== Exercise material ==

PR #6837, opened 2021-10-26
Allow spawners to be disabled

HexedHero:
Allows mob spawners to be disabled without adding a really high tick rate.
Useful for:
- Hubs/Lobby servers and creative servers that use/allow mob spawners to be used for decoration.
- Plugins that take complete control over mob spawners and just cancel any and all mob spawner events, adding their own spawn system on top.

I found that with plugins that disable all related events, spawners were taking upwards of 4-6% on a spawner heavy server even with a very high configured tick rate on timings reports and further inspection with Spark showed the cost was from the spawner server tick doing AABB checks and EntityTypes#create costing performance.

I'll make a PaperDocs PR to mention this change if this gets approved/merged.


Proximyst (approved):

MiniDigger (approved):
pending docs PR, else looks good

Strahilchu:
This is nice, always good to have such options

HexedHero:
Made https://github.com/PaperMC/PaperDocs/pull/124 for this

===

> _Task instructions_:
After locating the line with "I found that" in the records above, please set down that line and all later ones exactly, and no other line.

> _Answer to this exercise_:
I found that with plugins that disable all related events, spawners were taking upwards of 4-6% on a spawner heavy server even with a very high configured tick rate on timings reports and further inspection with Spark showed the cost was from the spawner server tick doing AABB checks and EntityTypes#create costing performance.

I'll make a PaperDocs PR to mention this change if this gets approved/merged.


Proximyst (approved):

MiniDigger (approved):
pending docs PR, else looks good

Strahilchu:
This is nice, always good to have such options

HexedHero:
Made https://github.com/PaperMC/PaperDocs/pull/124 for this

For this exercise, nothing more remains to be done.